Protection sociale : le Registre social unique bientôt institué en République du Congo

0

Dans la perspective de la mise en place de la structure, le directeur du cabinet de la ministre des Affaires sociales, de l’action humanitaire et de la solidarité, Christian Aboké-Ndza, a appelés tous les ménages vulnérables à se faire enregistrer.

Le Registre social unique (RSU) vise, entre autres, à améliorer le ciblage des prestations des programmes de protection sociale. Pour le cas de la République du Congo, l’institution du RSU permettra au pays de se doter d’une base de données pour tous les projets sociaux pour plus d’efficacité dans l’action publique. « L’une des faiblesses de l’action publique c’est l’absence des données statistiques. Or, nous voulons avoir la situation fiable de la vulnérabilité au Congo. C’est pourquoi, nous encourageons les ménages très pauvres à s’enregistrer lorsque les agents sociaux se présentent à eux.
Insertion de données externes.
PR #1343, opened 2026-06-24
refactor(runtime): factor out `useControlDefs` hook

agurtovoy:
Factor out `useControlDefs` hook, move `ResolveProps` component to `components/resolve-props.tsx`. No semantic changes.


packages/runtime/src/runtimes/react/components/resolve-props.tsx
```diff
@@ -0,0 +1,29 @@
+import { type ReactNode } from 'react'
+
+import { type ElementData } from '../../../state/read-only-state'
+
+import { useControlDefs } from '../hooks/use-control-defs'
+import { useResolvedProps } from '../hooks/use-resolved-props'
+
+import { resolveLegacyDescriptorProp } from '../legacy-controls'
+
+export function ResolveProps({
```
agurtovoy, line 10: Moved from `controls.tsx`; no semantic changes.

packages/runtime/src/runtimes/react/hooks/use-control-defs.ts
```diff
@@ -0,0 +1,20 @@
...
+import { getComponentPropControllerDescriptors } from '../../../state/read-only-state'
+import { type LegacyDescriptor, isLegacyDescriptor } from '../../../prop-controllers/descriptors'
+
+import { useStore } from './use-store'
+
+export function useControlDefs({
+  elementType,
+}: {
+  elementType: string
+}): readonly [Record<string, LegacyDescriptor>, Record<string, ControlDefinition>] {
```
agurtovoy, line 16: Extracted from `controls.tsx`; no semantic changes.

arvinpoddar (dismissed):
Do these need to be `.tsx` files? I'm not seeing any jsx syntax

agurtovoy:
@arvinpoddar Good catch! `ResolveProps` is a React component, so I'm going to leave it as `.tsx` in case it evolves in the future, but the hook definitely doesn't have any reason to be a `.tsx`.

arvinpoddar (approved):

PR #1328, opened 2026-06-14
refactor(runtime): move GraphQL ops into a separate client

agurtovoy:
Decouple `MakeswiftHostApiClient`'s API resource caching/fetching from a GraphQL mutation used in form submissions. 

Form submissions smoke test:

https://github.com/user-attachments/assets/a86ab6c3-6fba-4028-b416-522caec61809

PR #1344, opened 2026-06-25
feat(runtime): use `MakeswiftApiResourcesClient` on the server if runtime instance was provided with an API key

agurtovoy:
Non-breaking. No behavior change unless user provided an API key when constructing the runtime.

### DIFF
--- a/packages/runtime/src/api/makeswift-api-resources-client.ts
+++ b/packages/runtime/src/api/makeswift-api-resources-client.ts
@@ -13,9 +13,11 @@ import {
 } from './types'
 
 import { ApiResourcesClient } from './api-resources-client'
-import { MakeswiftGraphQLApiClient } from './graphql-api-client'
-import { MakeswiftRestAPIClient } from './rest-api-client'
 import { type SiteVersion } from './site-version'
+
+// see the comment in `MakeswiftApiResourcesClient` constructor below
+import { type MakeswiftGraphQLApiClient } from './graphql-api-client'
+import { type MakeswiftRestAPIClient } from './rest-api-client'
 
 /**
  * Server-side implementation that makes direct authenticated requests to the Makeswift API.
@@ -25,8 +27,8 @@ import { type SiteVersion } from './site-version'
  * `/api/makeswift/...` endpoints.
  */
 export class MakeswiftApiResourcesClient extends ApiResourcesClient {
-  private restApiClient: MakeswiftRestAPIClient
-  private graphQlClient: MakeswiftGraphQLApiClient
+  private restApiClient: Promise<MakeswiftRestAPIClient>
+  private graphQlClient: Promise<MakeswiftGraphQLApiClient>
 
   constructor({
     fetch,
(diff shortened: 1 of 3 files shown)


packages/runtime/src/api/makeswift-api-resources-client.ts
```diff
@@ -13,10 +13,12 @@ import {
 } from './types'
 
 import { ApiResourcesClient } from './api-resources-client'
-import { MakeswiftGraphQLApiClient } from './graphql-api-client'
-import { MakeswiftRestAPIClient } from './rest-api-client'
 import { type SiteVersion } from './site-version'
 
+// see the comment in `MakeswiftApiResourcesClient` constructor below
+import { type MakeswiftGraphQLApiClient } from './graphql-api-client'
+import { type MakeswiftRestAPIClient } from './rest-api-client'
```
agurtovoy, line 20: Updated `MakeswiftApiResourcesClient` implementation to not import server-only dependencies unless we're on the server.

packages/runtime/src/runtimes/react/runtime-core.ts
```diff
@@ -43,6 +44,8 @@ export class RuntimeCore {
     ttlCheck: RefCountedMap.TTLCheck.ON_RETAIN | RefCountedMap.TTLCheck.ON_RELEASE,
   })
 
+  private readonly apiKey: string | undefined
+
```
agurtovoy, line 49: When running on the server, passing the API key is what switches the runtime from using `HostApiResourcesClient` to `MakeswiftApiResourcesClient`.

packages/runtime/src/runtimes/react/runtime-core.ts
```diff
@@ -149,6 +155,16 @@ export class RuntimeCore {
     siteVersion: SiteVersion | null
     locale: string | undefined
   }) {
```
arvinpoddar: Maybe we specify the return type as `ApiResourcesClient` now that there's a clear interface?

packages/runtime/src/runtimes/react/runtime-core.ts
```diff
@@ -52,18 +55,21 @@ export class RuntimeCore {
...
     appOrigin?: string
     apiOrigin?: string
+    apiKey?: string
     breakpoints?: BreakpointsInput
     requestKey?: StoreKey
     fetch: HttpFetch
   }) {
     this.appOrigin = validateOrigin(appOrigin, 'appOrigin')
     this.apiOrigin = validateOrigin(apiOrigin, 'apiOrigin')
+    this.apiKey = apiKey
```
arvinpoddar, line 73: This feels like a return of the sprawl of all the various values you have to pass around in order to set up Makeswift. Not a big deal, just something that crossed my mind.

Since both the API Handler and client take in a runtime instance, maybe there's a way (in the future) to avoid having to pass the API key during their construction, so now all configuration comes from the runtime?

packages/runtime/src/api/makeswift-api-resources-client.ts
```diff
@@ -45,51 +47,65 @@ export class MakeswiftApiResourcesClient extends ApiResourcesClient {
...
+    // `HostApiResourcesClient`, the overhead of this module on its own is negligible)
+    this.restApiClient = (async () => {
+      const { MakeswiftRestAPIClient } = await import('./rest-api-client')
+      return new MakeswiftRestAPIClient({ fetch, apiKey, apiOrigin })
+    })()
+
+    this.graphQlClient = (async () => {
+      const { MakeswiftGraphQLApiClient } = await import('./graphql-api-client')
+      return new MakeswiftGraphQLApiClient({ endpoint: graphqlApiEndpoint })
+    })()
```
arvinpoddar, line 65: Is it worth lazy loading this since we need the GQL client on the server and client? 

Or is the intent of this optimization specifically to be even more conservative and only pull in this client when it's actually needed (i.e., when a file/table need to be retrieved)? I'd imagine this is effectively every time.

arvinpoddar (dismissed):

packages/runtime/src/api/makeswift-api-resources-client.ts
agurtovoy: Since [this refactoring](https://github.com/makeswift/makeswift/pull/1328), the GraphQL client is only imported in the browser if you're using the `Form` component (and we should really replace that with a call to the host API). The file/table retrieval goes through `HostApiResourcesClient`, which simply fetches from the host API endpoints.

packages/runtime/src/runtimes/react/runtime-core.ts
agurtovoy: Yes, if we formalize this pattern (constructing server instance of the runtime with an API key) for all configurations, we can definitely update the client and the API handler constructors to not require separate passing of the API key.

packages/runtime/src/runtimes/react/runtime-core.ts
agurtovoy: Good idea, done.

Le gouvernement est en train de mettre en œuvre beaucoup de projets et programmes sociaux », a exhorté Christian Aboké-Ndza lors de la célébration de la Journée nationale de la solidarité, le 26 novembre dernier.

334 000 ménages très pauvres attendus

Selon lui, l’efficacité des projets et programmes sociaux que le gouvernement met en œuvre en collaboration de ses partenaires est aussi critère d’une base de données fiable. « A la date d’aujourd’hui, nous avons soixante-six mille ménages qui sont enregistrés dans le RSU mais à terme, nous devons aller au-delà, parce qu’il faut que nous arrivions à enregistrer les trois cent trente-quatre mille ménages dans la base de données. Si nous arrivons à atteindre ce nombre, nous serons assurés que nous avons atteint le seuil des ménages dits très pauvres en République du Congo », espère-t-il, soulignant la nécessité pour les ménages vulnérables d’avoir un code d’identification.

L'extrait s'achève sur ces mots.